Canonical field of Hilbert spaces in Dixmier; Plancherel Theorem I'm working through the proof of Plancherel's Theorem in $C^{*}$-algebras by Dixmier, section 18.8. For the most part, I'm happy with it, although I have one problem. From Dixmier, I have the proof that
$$L^{2}(G)\cong\int_{\widehat{G}}^{\oplus}{(K(\pi)\otimes\overline{K}(\pi))\ d\mu(\pi)},$$
where $\pi\mapsto K(\pi)$ denotes the canonical field of Hilbert spaces. That is, if for $n\in\Bbb{N}\cup\{\infty\}$, we denote by $\widehat{G}_{n}$ the set of elements of dimension $N$ in $\widehat{G}$, then $\pi\mapsto K(\pi)$ reduces on $\widehat{G}_{n}$ to the standard $n$-dimensional Hilbert space.

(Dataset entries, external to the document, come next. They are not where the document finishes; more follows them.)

PR #8759, opened 2026-06-29
Fix monitored review blocker attention

saphid:
## Thinking Path
PR #8751 was closed because the source branch exposed an internal ticket id. This replacement keeps the exact scoped code commit but moves it to a public-safe branch name: `fix/monitored-review-blocker-attention`.

Dedup search completed before opening this replacement:
- [x] Searched existing PRs for similar/open replacements. Only prior match was closed PR #8751.

## What Changed
- Added blocker attention metadata to shared issue types.
- Included monitored review blocker attention in issue service responses.
- Added focused service coverage for blocker attention behavior.

## Risks
- Low risk. Diff is limited to issue response shaping and focused tests.
- Main risk is stale PR checks from reusing the original commit; fresh replacement PR checks are running on #8759.

## Model Used
codex_local / GPT-5.5

## Verification
- `pnpm exec vitest run server/src/__tests__/issue-blocker-attention.test.ts`
- `pnpm --filter @paperclipai/shared typecheck`
- `pnpm --filter @paperclipai/server typecheck`

Replaces closed PR #8751 from a public-safe branch name.

PR #8751, opened 2026-06-29
Fix monitored review blocker attention

saphid:
Closing this PR for cleanup.

This contribution was replaced by #8759 from a public-safe branch with a scoped commit. No maintainer action is requested here.

PR #10398, opened 2026-07-28
fix(issues): count a scheduled monitor as a covered blocker path

juancarlosrial76-code:
## Thinking Path

> - Blocker attention is the early-warning signal on that board: for every `blocked` issue it decides whether each blocking edge is `covered` (someone or something will resume it) or needs a human to step in
> - Two places in the server answer that same question — `listIssueBlockerAttentionMap` in `server/src/services/issues.ts` and the recovery liveness classifier in `server/src/services/recovery/issue-graph-liveness.ts` — and they answer it from different term lists
> - The recovery classifier counts a scheduled monitor as a waiting path; blocker attention does not, so a blocker parked on a monitor has no active run and no queued wake and falls through to the terminal `covered: false, stalled: false` branch
> - The result is a false positive on the healthiest cards on a board: a dependency that is already scheduled to resume on its own is reported as needing intervention, which is exactly the noise that makes the signal unusable
> - This pull request reuses the classifier's own exported predicate, `hasScheduledIssueMonitorPath`, inside `listIssueBlockerAttentionMap`, so both classifiers share one predicate instead of two drifting copies
> - The benefit is that a monitored blocker reads as `covered`, while every other attention case — including an idle assigned leaf with no wake path — keeps its current behaviour

No public GitHub issue exists for this; describing it here as a bug report.

**What happened.** On a live board, a `blocked` issue whose only explicit blocker was `in_progress` with `executionState.monitor.status = "scheduled"`, `monitorNextCheckAt` roughly 40 minutes out, and `attemptCount 0 / maxAttempts 12` was reported as `blockerAttention.state = "needs_attention"` with `attentionBlockerCount: 2, coveredBlockerCount: 0`. `sampleBlockerIdentifier` pointed at exactly that monitored blocker, which is what identifies it as the attention edge rather than an inference from the counts.

**What was expected.** The blocker has a live wake path — the harness re-enters it into its assignee's queue at `monitorNextCheckAt` with no human action — so it should classify as `covered`, the same way the recovery liveness classifier already treats it.

**Why it matters.** `blockerAttention` is a "who needs a human right now" signal. A blocker that is provably scheduled to resume is the one case that most looks healthy, so a false positive here trains operators to ignore the field.

## Overlapping open PRs — disclosed, not silently duplicated

Four other open PRs touch this lane. Measured against this branch on 2026-08-25:

| PR | Scope | Predicate |
|---|---|---|
| **#8759** (2026-06-29) | `in_review` blocker + `executionPolicy`/`monitorNextCheckAt` on `IssueRelationIssueSummary` | monitor fields on the relation summary |
| **#10502** (2026-08-02) | `in_review` lanes, also touches `issue-graph-liveness.ts` | monitor-backed review lanes |
| **#11847** (2026-08-21) | `in_review` branch only | bare `monitorNextCheckAt > now` |
| **#12035** (2026-08-23) | execution policy / watchdogs "live continuation"; overlaps the same test file | separate subject |
| **this PR** (2026-07-28) | **every** non-`done`, non-`cancelled` blocker node — `in_progress`, `todo`, `blocked`, `in_review` | reuses `hasScheduledIssueMonitorPath` |

Two differences are measured rather than asserted:

1. **Scope.** The three `in_review` PRs do not reach the case this bug report is about — an `in_progress` blocker whose only wake path is its monitor. On current `master` that edge still reads `needs_attention`.
2. **Exhaustion.** Replacing `hasScheduledIssueMonitorPath(row, now)` in this branch with the bare `monitorNextCheckAt > now` comparison that #11847 uses turns **1 test red**: `does not treat an elapsed or exhausted monitor as a covered waiting path`. A monitor past `timeoutAt` or at `attemptCount >= maxAttempts` never fires again, so counting it as covered hides exactly the dead wake path this map exists to surface.

Maintainers may still prefer one of the narrower PRs, or want #8759's relation-summary metadata layered on top — flagging the overlap rather than competing quietly. #8759's closed predecessor was #8751.

## What Changed

Rebased onto `d1573244b` on 2026-08-25 (523 commits of drift). **The `issue-graph-liveness.ts` change from the original version of this PR is gone**: `master` has since exported `hasScheduledIssueMonitorPath` itself, with the same validity rules this PR needed. The branch now touches one implementation file instead of two.

- `server/src/services/issues.ts`: inside `listIssueBlockerAttentionMap`, query the monitor columns for the candidate nodes (bounded by the existing chunking, filtered with `isNotNull(monitorNextCheckAt)`) and add every row satisfying `hasScheduledIssueMonitorPath` to `explicitWaitingIssueIds`, alongside pending interactions, pending approvals, open liveness escalations and open recovery actions.
- `server/src/services/issues.ts`: exclude `cancelled` nodes from `explicitWaitCandidateIds`. Tree cancellation does not clear `monitorNextCheckAt`, but `tickDueIssueMonitors` only wakes `in_progress`/`in_review` issues, so a cancelled node's retained monitor — and its pending interactions and approvals — cannot fire. The `assigneeUserId` branch below already carries the same guard.
- `server/src/__tests__/issue-blocker-attention.test.ts`: eight new cases (below).

Deliberately **not** changed: `in_progress` does not become covered by itself. An `in_progress` blocker with no run, no queued wake and no monitor is the signature of a crashed run, and the existing tests pinning an idle assigned leaf to `needs_attention` pass unchanged. Only a demonstrated wake path covers a blocker; a bare status does not.

## Verification

Run on the rebased head `74613ae6` (`server/`, local vitest):

```
vitest run src/__tests__/issue-blocker-attention.test.ts        # 33 passed (33)
vitest run src/__tests__/attention-service.test.ts \
  src/__tests__/issue-liveness.test.ts \
  src/__tests__/recovery-classifiers.test.ts                    # 48 passed (48)
```

**Not claimed as green:** `src/__tests__/heartbeat-issue-liveness-escalation.test.ts` fails to load locally with `z.string(...).guid is not a function` (`src/services/environment-config.ts:36`). A control run of the same file on unmodified `d1573244b` fails identically, so this is a local zod version skew, not this change. CI is the authority on that file.

**Typecheck, paired against unmodified `master`.** `tsc --noEmit` in `server/` on the head and on `d1573244b`, error lines normalised for line/column drift: `comm -23 head base` is **empty — 0 new type errors**. Both trees carry a large pre-existing error count from the local dependency state (752 head / 790 base error lines, the 38-line difference sitting entirely in `packages/adapters/*` and unrelated to this diff); `server/src/services/issues.ts` has **0** errors in both.

**Mutation probes, one per call site** (each applied to the finished branch, then reverted):

| Mutation | Expected | Result |
|---|---|---|
| revert `services/issues.ts` to `master`, keep the tests | new cases go red | **4 red** |
| drop only the `cancelled` guard from `explicitWaitCandidateIds` | cancelled case goes red | **1 red** |
| replace `hasScheduledIssueMonitorPath(row, now)` with bare `nextCheckAt > now` | exhaustion case goes red | **1 red** |

The second and third probes matter because both branches are individually green under the full revert for the wrong reason — the cancelled test passes on `master` only because `master` has no monitor→covered mapping at all to be fooled by.

New cases in `issue-blocker-attention.test.ts`:

- **positive** — `in_progress` blocker with a scheduled monitor → `covered`, `coveredBlockerCount: 1`, `attentionBlockerCount: 0`.
- **positive** — `in_review` blocker with a scheduled monitor → `covered`.
- **positive** — monitored blocker alongside a `cancelled` child on the same root.
- **negative** — elapsed `monitorNextCheckAt`, and exhausted `attemptCount >= maxAttempts`, stay `needs_attention`.
- **negative** — an `in_review` blocker whose monitor elapsed or was never scheduled stays flagged.
- **negative** — a `cancelled` blocker's retained monitor does not read as covered.
- **negative** — `blocked` with no blocker at all stays `needs_attention`.

## Risks

Low risk, with two things worth a reviewer's eye:

- **Widening risk** — the monitor lookup only ever *adds* ids to `explicitWaitingIssueIds`, so it can turn `needs_attention` into `covered` but never the reverse. If the predicate were too permissive it would hide real attention cases; that is why the validity rules (future `nextCheckAt`, unexpired `timeoutAt`, attempts remaining) are reused rather than reimplemented, and why the negative tests pin them.
- **Narrowing risk, in the other direction — measured, and the one call worth a maintainer's decision.** The `cancelled` exclusion sits on the shared `explicitWaitCandidateIds`, so it also removes cancelled nodes from the pending-interaction and pending-approval lookups. Greptile raised this as a P1 and the premise checks out: cancelling an issue does not cancel an approval already linked to it, so that row stays `pending`. Measured both ways — a `blocked` parent whose only blocker is `cancelled` with a `pending` approval reads **`covered` on `master`** and **`needs_attention` on this branch**. Pinned by `does not treat a cancelled blocker's pending approval as a covered waiting path`.
  I believe `needs_attention` is right: resolving that approval cannot move the blocker to `done`, so the parent's edge stays dead either way, and `master` already refuses to cover a cancelled node via the stronger `assigneeUserId` path (`node.assigneeUserId && node.status !== "cancelled"`). But it is scope beyond the monitor path this PR is named for. If you prefer the minimal read, the narrow variant is one line — leave `explicitWaitCandidateIds` at `status !== "done"` and filter `cancelled` inside the monitor loop only. Say the word and I will push it.
- **One extra query per chunk** — a `select` over the already-chunked candidate ids, narrowed by `isNotNull(monitorNextCheckAt)`. It sits in the same loop as the existing interaction and approval queries and follows their chunking, so it adds no new unbounded scan.
- No migration, no API shape change, no change to `unresolvedBlockerCount`.

## Model Used

Claude Opus 5 (`claude-opus-5`) via Claude Code, extended thinking, with tool use (repo search, local test runs, paired control runs, live-instance API reads).

## Checklist

- [x] I have searched GitHub for duplicate or related PRs and linked them above — re-run on 2026-08-25 after the rebase; four overlapping open PRs (#8759, #10502, #11847, #12035) are compared in the table above, plus #8759's closed predecessor #8751
- [ ] My branch name describes the change and contains no internal Paperclip ticket id or instance-derived details — the branch is `aur1528-blocker-attention-in-progress`; the `aur1528` prefix is an internal tracker id and should not be there. GitHub cannot switch the head branch of an open PR, so renaming would mean closing this PR and reopening a new one, discarding this review thread. Leaving it visible rather than silently ticking it; happy to re-open under `fix/monitored-blocker-covered-path` if a maintainer prefers that.
- [x] I have run tests locally and they pass — see Verification above, including the paired control runs and the three mutation probes
- [ ] I have updated relevant documentation to reflect my changes — no user-facing docs cover blocker-attention internals; the rationale lives in the code comments at the two changed sites
- [ ] All Paperclip CI gates are green — the round on `74613ae6` was 26 success / 1 skipped / 2 failure. `verify` is the aggregator; the single real failure was a 15 s timeout in `plugin-worker-manager.test.ts`, which timed out on the unrelated branch `fix/warn-on-adapter-cwd-fallback` in the same window. Evidence in the thread comment below; re-triggered by amending to an identical tree.
- [ ] Greptile is 5/5 with no open P2s, recommendations, or follow-ups — `Greptile Review` was `success` on `74613ae6`; re-running on the current head

### DIFF
--- a/server/src/__tests__/issue-blocker-attention.test.ts
+++ b/server/src/__tests__/issue-blocker-attention.test.ts
@@ -720,6 +720,78 @@ describeEmbeddedPostgres("issue blocker attention", () => {
     });
   });
 
+  // `in_review` leaves the shared covered/attention path early and lands in its own
+  // `stalled` branch, so it needs the monitor pinned separately from `in_progress`:
+  // a scheduled monitor is the standard re-review path for a review with no human
+  // reviewer, and without this it reads as a dead chain.
+  it("treats an in_review blocker with a scheduled monitor as a covered waiting path", async () => {
+    const { companyId, agentId } = await createCompany("PBMR");
+    const parentId = await insertIssue({ companyId, identifier: "PBMR-1", title: "Parent", status: "blocked" });
+    const reviewLeafId = await insertIssue({
+      companyId,
+      identifier: "PBMR-2",
+      title: "Monitored review leaf",
+      status: "in_review",
+      assigneeAgentId: agentId,
+      monitorNextCheckAt: new Date(Date.now() + 60 * 60 * 1000),
+      executionState: monitorState({ timeoutAt: new Date(Date.now() + 24 * 60 * 60 * 1000) }),
+    });
+    await block({ companyId, blockerIssueId: reviewLeafId, blockedIssueId: parentId });
+
+    const parent = (await svc.list(companyId, { status: "blocked" })).find((issue) => issue.id === parentId);
+
+    expect(parent?.blockerAttention).toMatchObject({
+      state: "covered",
+      unresolvedBlockerCount: 1,
+      coveredBlockerCount: 1,
+      stalledBlockerCount: 0,
+      attentionBlockerCount: 0,
+      sampleStalledBlockerIdentifier: null,
+    });
+  });
+
+  it("still flags an in_review blocker whose monitor has elapsed or was never scheduled as stalled", async () => {
+    const { companyId, agentId } = await createCompany("PBMS");
+    const elapsedParentId = await insertIssue({ companyId, identifier: "PBMS-1", title: "Elapsed parent", status: "blocked" });
+    const elapsedLeafId = await insertIssue({
+      companyId,
+      identifier: "PBMS-2",
+      title: "Review leaf whose monitor is already due",
+      status: "in_review",
+      assigneeAgentId: agentId,
+      monitorNextCheckAt: new Date(Date.now() - 60 * 60 * 1000),
+      executionState: monitorState({ timeoutAt: new Date(Date.now() + 24 * 60 * 60 * 1000) }),
+    });
+    await block({ companyId, blockerIssueId: elapsedLeafId, blockedIssueId: elapsedParentId });
+
+    const unmonitoredParentId = await insertIssue({ companyId, identifier: "PBMS-3", title: "Unmonitored parent", status: "blocked" });
+    const unmonitoredLeafId = await insertIssue({
+      companyId,
+      identifier: "PBMS-4",
+      title: "Review leaf with no monitor at all",
+      status: "in_review",
+      assigneeAgentId: agentId,
+    });
+    await block({ companyId, blockerIssueId: unmonitoredLeafId, blockedIssueId: unmonitoredParentId });
+
+    const blocked = await svc.list(companyId, { status: "blocked" });
+
+    expect(blocked.find((issue) => issue.id === elapsedParentId)?.blockerAttention).toMatchObject({
+      state: "stalled",
+      reason: "stalled_review",
+      coveredBlockerCount: 0,
+      stalledBlockerCount: 1,
+      sampleStalledBlockerIdentifier: "PBMS-2",
+    });
+    expect(blocked.find((issue) => issue.id === unmonitoredParentId)?.blockerAttention).toMatchObject({
+      state: "stalled",
+      reason: "stalled_review",
+      coveredBlockerCount: 0,
+      stalledBlockerCount: 1,
+      sampleStalledBlockerIdentifier: "PBMS-4",
+    });
+  });
+
   it("does not treat an elapsed or exhausted monitor as a covered waiting path", async () => {
     const { companyId, agentId } = await createCompany("PBME");
     const elapsedParentId = await insertIssue({ companyId, identifier: "PBME-1", title: "Elapsed parent", status: "blocked" });
--- a/server/src/__tests__/issue-blocker-attention.test.ts
+++ b/server/src/__tests__/issue-blocker-attention.test.ts
@@ -101,6 +101,8 @@ describeEmbeddedPostgres("issue blocker attention", () => {
     originFingerprint?: string | null;
     executionState?: Record<string, unknown> | null;
     description?: string | null;
+    monitorNextCheckAt?: Date | null;
+    monitorAttemptCount?: number | null;
   }) {
     const id = input.id ?? randomUUID();
     await db.insert(issues).values({
@@ -118,8 +120,23 @@ describeEmbeddedPostgres("issue blocker attention", () => {
       originFingerprint: input.originFingerprint ?? "default",
       executionState: input.executionState ?? null,
       description: input.description ?? null,
+      monitorNextCheckAt: input.monitorNextCheckAt ?? null,
+      ...(input.monitorAttemptCount == null ? {} : { monitorAttemptCount: input.monitorAttemptCount }),
     });
     return id;
+  }
+
+  function monitorState(input: { timeoutAt: Date; maxAttempts?: number; attemptCount?: number }) {
+    return {
+      monitor: {
+        kind: "external_service",
+        status: "scheduled",
+        serviceName: "github-checks",
+        timeoutAt: input.timeoutAt.toISOString(),
+        maxAttempts: input.maxAttempts ?? 12,
+        attemptCount: input.attemptCount ?? 0,
+      },
+    } satisfies Record<string, unknown>;
   }
 
   async function block(input: { companyId: string; blockerIssueId: string; blockedIssueId: string }) {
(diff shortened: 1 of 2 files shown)


juancarlosrial76-code:
## Follow-up: the `in_review` side of this same defect, now pinned

Pushed one commit (`89c0c35`) adding two test cases. No production code changed — the fix in this PR already covers the case; it just was not pinned.

**Why `in_review` needs its own pair.** `classifyPath` handles `in_review` in a dedicated branch that returns `stalled` (not `needs_attention`) when it finds no waiting path:

```js
if (node.status === "in_review") {
  const hasWaitingPath = activeIssueIds.has(node.id) || Boolean(node.assigneeUserId);
  if (hasWaitingPath) return { covered: true, stalled: false, ... };
  return { covered: false, stalled: true, sampleStalledBlockerIdentifier: nodeSample, ... };
}
```

Because this PR feeds the monitor into `explicitWaitingIssueIds`, which is checked *before* that branch, a monitored review already classifies as `covered`. But the existing cases here all exercise `in_progress`, so nothing stops a future edit from reordering those checks and silently restoring the `stalled` false positive. The new cases pin both directions:

- monitored `in_review` blocker → `covered`. **Fails on `master`** with `state: "stalled"`, `stalledBlockerCount: 1`, `sampleStalledBlockerIdentifier` pointing at the monitored blocker — so it is a real regression guard, not a test written to the new behaviour.
- elapsed monitor → still `stalled`; no monitor at all → still `stalled`. The boundary pair, so the fix cannot widen into "any monitor field covers".

**Field evidence for the `in_review` variant.** On a live board of 211 carriers across `in_review/in_progress/todo/backlog/blocked`: `none` 140, `covered` 63, `stalled` **2**, `needs_attention` 6 — and *both* `stalled` reports were this false positive. Each named blocker was `in_review` with a future `monitorNextCheckAt` (roughly 3.5 h and 27 d out), an unexpired `timeoutAt` and `attemptCount 0` well under `maxAttempts`; both had been worked within hours. Feeding those two live payloads straight into `hasScheduledIssueMonitorPath` returns `true` for both. So on that board `stalled` had a **0 % true-positive rate**, and the metric was penalising precisely the re-review path agents are told to use when there is no human reviewer.

## Rebase status

This branch is `CONFLICTING` against current `master`, and the conflict is a happy one: `master` has since landed #10675, which **already exports this predicate** as `hasScheduledIssueMonitorPath`. The rebase therefore *shrinks* this PR — the local `hasScheduledMonitor` export disappears and only a type widening remains:

```diff
-export function hasScheduledIssueMonitorPath(issue: IssueLivenessIssueInput, now: Date | string | number) {
+export function hasScheduledIssueMonitorPath(
+  issue: Pick<IssueLivenessIssueInput, "executionPolicy" | "executionState" | "monitorNextCheckAt" | "monitorAttemptCount">,
+  now: Date | string | number,
+) {
```

I have that rebase done and verified locally on `master` @ `6772423`:

```
vitest run server/src/__tests__/issue-blocker-attention.test.ts                  # 31 passed
vitest run issue-liveness + recovery-classifiers + attention-service.test.ts     # 47 passed
tsc -p server/tsconfig.json --noEmit                                            # clean in all touched files
```

I could not push it: our OAuth token lacks the `workflow` scope, and `master` has moved across `docker.yml`, `pr.yml` and `release-verify.yml` since this branch's base, so any rebase onto `master` is rejected with *"refusing to allow an OAuth App to create or update workflow `.github/workflows/docker.yml` without `workflow` scope"*. That is being fixed on our side; until then the branch stays on its old base and this commit is a plain fast-forward that touches no workflow file. **A maintainer with push access can rebase this in one command** — the only manual step is taking `master`'s side in `issue-graph-liveness.ts` and re-applying the `Pick<...>` widening above. Happy to push it the moment our scope is granted.

juancarlosrial76-code:
CI on the previous head `74613ae6` came back **26 success / 1 skipped / 2 failure**. Recording why I do not think either red is this diff, with the evidence rather than the assertion:

- `verify` is an aggregator — its log shows only `GENERAL_TESTS_RESULT: failure`, so it is a consequence, not a second finding.
- `General tests (server (2/5))` failed on `src/__tests__/plugin-worker-manager.test.ts > plugin worker manager setup-token pty route gate > terminalizes the route when the cumulative output passes the per-route bound`, `Test timed out in 15000ms`. Shard total: 1 failed / 80 passed.

That same test timed out ~30 minutes earlier on an unrelated branch, `fix/warn-on-adapter-cwd-fallback` (run `32802738047`, job `97666776991`), together with `binds the worker session id one time and ignores a duplicate open reply` from the same describe block. A neighbouring file, `plugin-worker-manager-duplex-byte-ledger.test.ts`, failed on a third branch in the same window. This diff touches `server/src/services/issues.ts` (blocker attention) and one test file — it does not reach the plugin worker manager or its pty routes.

I cannot re-run jobs on this repository, so I have force-pushed an **amend of the same commit** to trigger a fresh round. The tree hash is unchanged (`ae0a3281` before and after) — no content difference between `74613ae6` and `c17846c7`, only a new SHA.

If the pty gate suite is a known flake on your side, this is one more data point on it; if it is not, the three branches above are the reproduction window.

juancarlosrial76-code:
> **P1 — Cancelled approvals lose coverage** (`server/src/services/issues.ts:2510-2512`)

Checked at the code rather than accepting or rejecting it, and the premise is **correct**: `approvalsSvc.cancel` is only called explicitly (e.g. duplicate-agent cleanup) — cancelling an issue does not cancel an approval already linked to it, so the row stays `pending`. And the behaviour change is real, not hypothetical. I added a test for exactly this shape and ran it both ways:

| tree | `blocked` parent ← `cancelled` blocker with a `pending` approval |
|---|---|
| `master` | `covered` |
| this branch | `needs_attention`, `attentionBlockerCount: 1` |

So thank you — that is a genuine consequence of putting the guard on the shared `explicitWaitCandidateIds` rather than only on the monitor lookup. It is now pinned by `does not treat a cancelled blocker's pending approval as a covered waiting path` (commit `ecca2545`), so whichever way it is decided, it is decided explicitly.

**Where I disagree is the verdict, not the observation.** I think `needs_attention` is the right answer here:

1. Resolving the approval cannot move the blocker to `done`. The parent's `blockedBy` edge survives either outcome, so the parent really does need a human — to clear a dead edge. That is what this map exists to surface.
2. `master` already makes this exact call one branch below: `if (node.assigneeUserId && node.status !== "cancelled")`. A **human assignee** — a stronger path than a pending approval — deliberately does not cover a cancelled node. Covering it via the approval lookup while refusing to cover it via the assignee is an inconsistency in the same function.
3. `master` also has an explicit `if (node.status === "cancelled") → { covered: false, terminalBlockerIssueId: node.id }` branch. Reaching it more often is the intent, not a regression.

**But you have a fair scope point**, so I want to name it rather than argue past it: this PR is about the *monitor* path. The `cancelled` guard exists because of the defect **you** found in the first review round (a cancelled blocker's retained monitor read as covered), and that defect is monitor-specific. Extending the guard to interactions and approvals is scope I added.

If the maintainers prefer the minimal read, the narrow variant is one line — keep `explicitWaitCandidateIds` as `status !== "done"` and filter `cancelled` inside the monitor loop only. Happy to push that on request; I have not done it unilaterally because it would leave the inconsistency in (2) in code this PR is already touching, and I would rather that be a maintainer's call than my merge-convenience.

Both the risk and the measurement are in the PR description under *Risks* → "Narrowing risk, in the other direction".

juancarlosrial76-code:
Small clarification so the re-run is not misread: `Greptile Review` on `ecca2545` is again **4/5**, and that is the expected outcome, not a second failure.

The commit added **only a test** (`does not treat a cancelled blocker's pending approval as a covered waiting path`) — `server/src/services/issues.ts` is byte-identical to `e11086f17`. Greptile scores the implementation, so the P1 above naturally carries forward; no new inline finding was posted this round.

That leaves the confidence gate genuinely open, and closing it is a maintainer decision rather than something I should resolve unilaterally:

- **Keep as-is** — the shared `cancelled` guard, on the reasoning in my reply above (consistency with the `assigneeUserId && status !== "cancelled"` branch that `master` already has).
- **Narrow it** — one line, `explicitWaitCandidateIds` back to `status !== "done"` with the `cancelled` filter moved inside the monitor loop. Scope then matches the PR title exactly and the P1 disappears.

I will push the narrow variant the moment anyone says so. Everything else on this head is green: **27 success / 1 skipped** on `e11086f17` with the identical implementation, including Typecheck, Build, all five `General tests` server shards, all five `Verify serialized` suites and all three `e2e` shards. The `plugin-worker-manager` timeout from two rounds ago did not recur, which I take as confirming it was the flake I described rather than anything in this diff.

juancarlosrial76-code:
Status note so this PR is not misread as abandoned: it is **`CONFLICTING`** against current `master` and I cannot currently push the fix.

**The rebase itself is done and verified — it just cannot be delivered.** Locally, on top of `f2c5e54dc` (565 commits of drift since the last base):

```
vitest run src/__tests__/issue-blocker-attention.test.ts   # 33 passed (33)
```

Mutation probes, re-run after the rebase, all still discriminate:

| Mutation | Result |
|---|---|
| revert `services/issues.ts` to `master`, keep the tests | **4 red** |
| drop only the `cancelled` guard | **2 red** |
| replace `hasScheduledIssueMonitorPath(row, now)` with bare `nextCheckAt > now` | **1 red** |

The only merge conflict is formatting: `master` reformatted `server/src/services/issues.ts` wholesale, and my added block sits inside a region the formatter rewrote. The change itself is unchanged in substance.

**Why I cannot push it.** Our GitHub token carries `repo` but not `workflow`. A rebase onto current `master` necessarily brings `master`'s own changes to 18 files under `.github/workflows/`, and the push is rejected:

```
! [remote rejected] refusing to allow an OAuth App to create or update workflow
  `.github/workflows/cloud-artifacts.yml` without `workflow` scope
```

Four delivery paths measured, all closed:

1. force-push the rebased branch → rejected as above
2. push to a fresh branch instead → **also** rejected (same gate)
3. `PUT /pulls/10398/update-branch` (server-side merge, GitHub's own credentials — not affected by our scope) → `422 merge conflict between base and head`
4. two commits that pre-match `master`'s formatter output in the conflicting neighbourhood, hoping to make (3) auto-resolve → conflict persists, because the insertion sits inside a region **both** sides rewrote

`07197a14f` on this branch is the harmless residue of (4): pure formatting toward `master`'s style, no behaviour change.

So this waits on a credential change on our side, not on anything in the diff. I did not want to leave a red `CONFLICTING` PR sitting here without saying why. If a maintainer would rather I close this and re-open from a clean branch once the token is fixed, say the word — the branch name carries an internal ticket id anyway, which is the one checklist item I have never been able to tick.

The overlap disclosure with #8759 / #10502 / #11847 / #12035 still stands; all five PRs in this lane are still open and none has moved.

I got into reading this proof from Principles of Harmonic Analysis by Anton Deitmar, which gives the statement of the equivalent part of the Plancherel Theorem as
$$L^{2}(G)\cong\int_{\widehat{G}}^{\oplus}{\mathrm{HS}(V_{\pi})\ d\mu(\pi)},$$
and says that the proof is in Dixmier.
Then my question is, how does one see that these two are indeed equivalent? Clearly, it suffices to show that
$$\mathrm{HS}(V_{\pi})\cong K(\pi)\otimes\overline{K}(\pi),$$
but I simply have no idea how to go about showing that. I suspect that I'm just being stupid and missing something which makes it particularly obvious, which probably stems from a lack of understanding of the canonical field of Hilbert spaces over $\widehat{G}$. I'm reasonably happy with the definition, but I don't really know how to make use of it here. The only real attempt I've been able to come up with is based on the idea of writing $\widehat{G}=\bigoplus\widehat{G}_{n}$, and then
$$\int_{\widehat{G}}^{\oplus}{(K(\pi)\otimes\overline{K}(\pi))\ d\mu(\pi)}=\bigoplus_{i}\int_{\widehat{G}_{n}}^{\oplus}(K(\pi)\otimes\overline{K}(\pi))\ d\mu(\pi)=\bigoplus_{i}\int_{\widehat{G}_{n}}^{\oplus}{(H_{i}\otimes\overline{H_{i}})\ d\mu(\pi)},$$
where $H_{i}$ is the standard $n$-dimensional Hilbert space. I'm aware that for finite $n$, this is just $\Bbb{C}^{n}$, although I am at a complete loss as to what Dixmier means by it for $H_{\infty}$ (if he means anything by it, he might not intend for you to look at it this way...). Even ignoring that issue, I'm at a loss as to where I should go after that (if what I wrote is even true, I'm not convinced you can split up the direct integral into a direct sum of integrals the way I did).
Any help either with the proof of the equivalence of the two Theorems, or my interpretation of $\pi\mapsto K(\pi)$ would be much appreciated!
 A: On the off chance anyone comes across this and is wondering the same thing, it turned that I was just missing a pretty simple fact that made it more or less trivial. For Hilbert spaces $V,W$, $\mathrm{End}(V,W)\cong V^{*}\oplus W$, so in particular, $\mathrm{HS}(V_{\pi})=\mathrm{End}(V_{\pi},V_{\pi})\cong V_{\pi}\otimes\overline{V_{\pi}}$. Then the result is more or less immediate following (roughly) the same approach as I sketched in the question:
$$L^{2}(G)\cong\int_{\widehat{G}}^{\oplus}{(K(\pi)\otimes\overline{K(\pi)})\ d\mu(\pi)}$$
$$\cong\bigoplus_{n\in\Bbb{N}\cup\{\infty\}}\int_{\widehat{G}_{n}}^{\oplus}{(K(\pi)\otimes\overline{K(\pi)})\ d\mu(\pi)}$$
$$\cong\bigoplus_{n\in\Bbb{N}\cup\{\infty\}}\int_{\widehat{G}_{n}}^{\oplus}{(V_{\pi}\otimes\overline{V_{\pi}})\ d\mu(\pi)}$$
$$\cong\bigoplus_{n\in\Bbb{N}\cup\{\infty\}}\int_{\widehat{G}_{n}}^{\oplus}{\mathrm{HS}(V_{\pi})\ d\mu(\pi)}\cong \int_{\widehat{G}}^{\oplus}{\mathrm{HS}(V_{\pi})\ d\mu(\pi)}.$$
Actually, looking at this now that I've written it, I don't even think you need to bother with the direct sum part.